Please say how many lines in the records below contain the word "make", giving the number alone.

Stored data entries
--------

PR #846, opened 2021-09-13
Add support for setting combobox values from props

bradcypert:
The combobox component did not have a way to set its state from a prop, so I've added that. Additionally, I've wired up the paginated table to read the value from the context for a given field to do just that :)

### DIFF
--- a/src/js/components/ComboBox/Combobox.tsx
+++ b/src/js/components/ComboBox/Combobox.tsx
@@ -37,6 +37,9 @@ const propTypes = {
       label: PropTypes.string,
     })
   ),
+  selected: PropTypes.arrayOf(
+    PropTypes.any
+  ),
   onChange: PropTypes.func,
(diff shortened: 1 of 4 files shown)


src/js/components/ComboBox/Combobox.tsx
```diff
@@ -94,30 +98,42 @@ const ComboBox = ({
...
+        toggleFlyout(false);
+        onChange(selectedFilters);
+      }
     } else {
       clearFilters();
     }
   };
 
+  React.useEffect(() => {
+    if (!!selected && (selected.length !== 0) && selected.some((item) => !(selectedFilters || []).includes(item))) {
```
LeonardoHabitzreuter, line 128: Is it possible to create a named function that returns this result? I think could be a good idea to make this piece of code more understandable

LeonardoHabitzreuter (approved):

PR #867, opened 2021-09-20
Fix is issue with totalItems re-render

jondauz:
Screen Shot 2021-09-20 at 9 23 41 AM

In TeamSnap SPAs in the `loadData` function when we call `setTotalItems(members.length);` on line 68 the PaginatedTable re-renders again with an empty filter list which is incorrect. In order to fix that issue I'm thinking it may be a better idea to set totally items within the PaginatedTable component itself since in the `loadData` function returns a list of items, in the PaginatedTable we could set `totalItems` from the length of that list. 

I've also made a change to the "Filter" toggle button to conditionally add `u-hidden` to the filters section instead of the button rendering the filters and combobox when filters are toggle to be shown. This will make it so that the filters persist when the filters shown or hidden.

### DIFF
--- a/package.json
+++ b/package.json
@@ -1,6 +1,6 @@
 {
   "name": "@teamsnap/teamsnap-ui",
-  "version": "4.0.0-alpha.67",
+  "version": "4.0.0-alpha.68",
   "description": "a CSS component library for TeamSnap",
   "main": "dist/js/index.js",
   "types": "dist/js/index.d.ts",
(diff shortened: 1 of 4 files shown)


bradcypert:
The load data function will not necessarily return the list of all items. If we're using "virtual" pagination, that's true, but if we're actually paginating on the server, I dont think that will work.

bradcypert:
We should sync up on the changes here and decide which of our 3 PRs we want to take changes from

--------

Result of the task:
2